[Stored data]
━━━━━━━━━━━━━━━━━━━━

PR #2337, opened 2019-09-25
Fix disabling W3C distributed tracing

lmolkova:


src/Microsoft.Azure.WebJobs.Logging.ApplicationInsights/Extensions/ApplicationInsightsServiceCollectionExtensions.cs
```diff
@@ -139,6 +139,7 @@ public static IServiceCollection AddApplicationInsights(this IServiceCollection
                 Activity.DefaultIdFormat = options.HttpAutoCollectionOptions.EnableW3CDistributedTracing
                     ? ActivityIdFormat.W3C
                     : ActivityIdFormat.Hierarchical;
+                Activity.ForceDefaultIdFormat = true;
```
brettsam, line 142: What does this mean? Even if you set the default format it may not use it?

brettsam (approved):

src/Microsoft.Azure.WebJobs.Logging.ApplicationInsights/Extensions/ApplicationInsightsServiceCollectionExtensions.cs
lmolkova: yep, if the format is not enforced, Activity will figure it out based on parent's format. This is a way for .NET Activity to keep backward compatibility. AppInsights is back-compatible anyway, so we don't need/want .NET Activity to be flexible around format

PR #2338, opened 2019-09-25
removing FormattedLogValuesCollection tests

brettsam:
Finalizing the removal of this type. I had originally removed our usage in #2271 but missed these files. It was showing up as a warning in our ReadyToRun compilation for v3.


brettsam:
This is more an an FYI as I missed these files earlier in #2271 -- gonna merge as soon as I see tests pass.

━━━━━━━━━━━━━━━━━━━━

**Aim of the exercise:** Begin with the line that contains "PR #2338, opened 2019-09-25" and quote each line after it exactly, stopping after the last line of the data.

**Solution to the problem:**
PR #2338, opened 2019-09-25
removing FormattedLogValuesCollection tests

brettsam:
Finalizing the removal of this type. I had originally removed our usage in #2271 but missed these files. It was showing up as a warning in our ReadyToRun compilation for v3.


brettsam:
This is more an an FYI as I missed these files earlier in #2271 -- gonna merge as soon as I see tests pass.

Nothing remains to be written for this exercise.